YOUR INSTRUCTIONS: Please look for the string "template" below and report every line in which it occurs.

== Segment start ==

Issue #276, opened 2020-01-07
Prepare transfer of project to the Apache Lucene project


janhoy:
See https://issues.apache.org/jira/browse/SOLR-14168 for a discussion in the Solr community about how to maintain this project going forward.

makuk66:
Just to add a bit here: my personal circumstances are changing, and I won't be able to continue putting in the volunteer hours to maintain this image. To ensure continued availability, and further releases, I have approached Solr committers @janhoy and @dsmiley, who have expressed an interest in the further development and maintenance of this project (for which my thanks) and can work towards tighter integration with the Solr project itself. To that end I have made a Software Grant Agreement to transfer the project to the ASF, and it has been adopted by the PMC.

For end-users, there will be no changes to the image. The actual images are built by the official library team, and hosted on Docker hub, as always.

There will be changes to the project to make it easier for the new maintainers to manage and integrate with the Solr project, such as changes to CI infrastructure, who does the release and when, and perhaps how bugs are handled, and what/where documentation is available. The GitHub repo itself probably won't change much, as it is the way it is because of how the docker library builds images. These things will be figured out over time, in discussions in [SOLR-14168](https://issues.apache.org/jira/browse/SOLR-14168) and on the [solr-dev mailing list](https://lucene.apache.org/solr/community.html#developer-list-devluceneapacheorg).

For the docker library team @tianon @yosifkit there will be some new faces, but I don't think there will be a lot else different.

I will continue to be participating in this repo and as advisor, for an interim period, to ensure a smooth transition.

And I'd like to take the opportunity to say a heartfelt thank-you to all the contributors who have filed issues and provided patches over the years. And to [Lucidworks](https://lucidworks.com) for the period where they supported this work. And of course to the users, who have given this image 10M+ downloads and 724 stars on Docker Hub.

I'll leave this issue open so we can add comments as more becomes known.

DwaneHall:
Thanks for all of your hard work and effort @makuk66 as a user it has been a pleasure following and using this image and your support and commitment to the project has been something to be very proud of.  Your responses to questions, example configurations, and clarity and thoughtfulness on design decisions were ever present throughout the DockerHub and GitHub repos.
 
About 6 months ago I began the journey of a large Solr infrastructure upgrade and I honestly believe the image has saved me 100's of hours of time when transitioning from a traditional bare metal Solr install.  I'm sure I'm not alone in this category.

Sincerest best wishes on your future projects both personally and professionally.

[...]

PR #313, opened 2020-05-10
Update maintainer information

janhoy:
Part of #276

### DIFF
--- a/Dockerfile-varsolr.template
+++ b/Dockerfile-varsolr.template
@@ -1,7 +1,7 @@
 
 FROM $REPLACE_FROM
 
-LABEL maintainer="Martijn Koster \"mak-docker@greenhills.co.uk\""
+LABEL maintainer="The Apache Solr/Lucene Project"
 LABEL repository="https://github.com/docker-solr/docker-solr"
 
 ARG SOLR_VERSION="$REPLACE_SOLR_VERSION"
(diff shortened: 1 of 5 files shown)


Dockerfile-varsolr.template
```diff
@@ -1,7 +1,7 @@
 
 FROM $REPLACE_FROM
 
-LABEL maintainer="Martijn Koster \"mak-docker@greenhills.co.uk\""
+LABEL maintainer="The Apache Solr/Lucene Project"
```
dsmiley, line 4: Lucene/Solr

generate-stackbrew-library.sh
```diff
@@ -69,8 +69,10 @@ getArches 'solr'
 cat <<-EOH
 # this file is generated via https://github.com/docker-solr/docker-solr/blob/$(fileCommit "$self")/$self
 
-Maintainers: Martijn Koster <mak-github@greenhills.co.uk> (@makuk66),
-             Shalin Mangar <shalin@apache.org> (@shalinmangar)
+Maintainers: The Apache Lucene/Solr Project <solr-user@lucene.apache.org>,
+             Shalin Mangar (@shalinmangar),
+             David Smiley (@dsmiley),
+             Jan Høydahl (@janhoy)
```
dsmiley, line 75: Oh come on; put yourself higher up :-)

janhoy: Strictly chronological :-)

This is just a temp change. Once we move the repo to ASF github, the maintiners list should ideally just be solr-user list? But the project does not have a github account for itself, so not sure if they will accept that part being empty?

PR #321, opened 2020-06-05
Add the jattach tool

janhoy:
As discussed in #283. See https://github.com/apangin/jattach

    Usage: jattach <pid> <cmd> [args ...]
    
      Commands: 
        load : load agent library
        properties : print system properties
        agentProperties : print agent properties
        datadump : show heap and thread summary
        threaddump : dump all stack traces (like jstack)
        dumpheap : dump heap (like jmap)
        inspectheap : heap histogram (like jmap -histo)
        setflag : modify manageable VM flag
        printflag : print VM flag
        jcmd : execute jcmd command


ctargett:
Thanks Jan, hopefully this will help!

PR #893, opened 2016-07-21
Set allow_duplicate_entries="False" for Tool Data Tables.

blankenberg:
Prevents duplicate entries from appearing in data table when they exist in the files. Prevents cases where a duplicate entry occurs and is then passed as a comma separated list onto the command line (which breaks most tools).

I just did all of the data tables here, if folks could review and check if any of these tables actually should allow duplicate entries, that would be a big help.

### DIFF
--- a/data_managers/data_manager_bowtie_index_builder/tool_data_table_conf.xml.sample
+++ b/data_managers/data_manager_bowtie_index_builder/tool_data_table_conf.xml.sample
@@ -1,16 +1,16 @@
 <tables>
     <!-- Locations of all fasta files under genome directory -->
-    <table name="all_fasta" comment_char="#">
+    <table name="all_fasta" comment_char="#" allow_duplicate_entries="False">
         <columns>value, dbkey, name, path</columns>
         <file path="tool-data/all_fasta.loc" />
     </table>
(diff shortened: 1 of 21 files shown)


bgruening:
```
snpEff[0]: failed
snpEff_databases[0]: failed
snpEff_download[0]: failed
```
I guess they should be added to the tool-testing blacklist or fixed.

yhoogstrate:
SnpEff is failing because it has issues independent of this PR. @blankenberg I don't know how duplicate entries are checked exactly, is this done on `dbkey` or on the entire entry? In case of the second, let's merge :+1:

mvdbeek:
@yhoogstrate It should be on all fields: https://github.com/galaxyproject/galaxy/blob/dev/lib/galaxy/tools/data/__init__.py#L642

:+1:, already had that issue.
@blankenberg 
Just for my understanding: What's the point of allowing duplicate data table entries in galaxy?

blankenberg:
It checks across all fields. Restricting the check to optionally only check specific field(s) is a future enhancement.

Keeping duplicates is a backwards compatibility issue, there maybe a datatable that expects it, although I do not know of one off the top of my head.

mvdbeek:
Alright, thanks @blankenberg!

== Segment end ==

FINAL ANSWER:
--- a/Dockerfile-varsolr.template
+++ b/Dockerfile-varsolr.template
Dockerfile-varsolr.template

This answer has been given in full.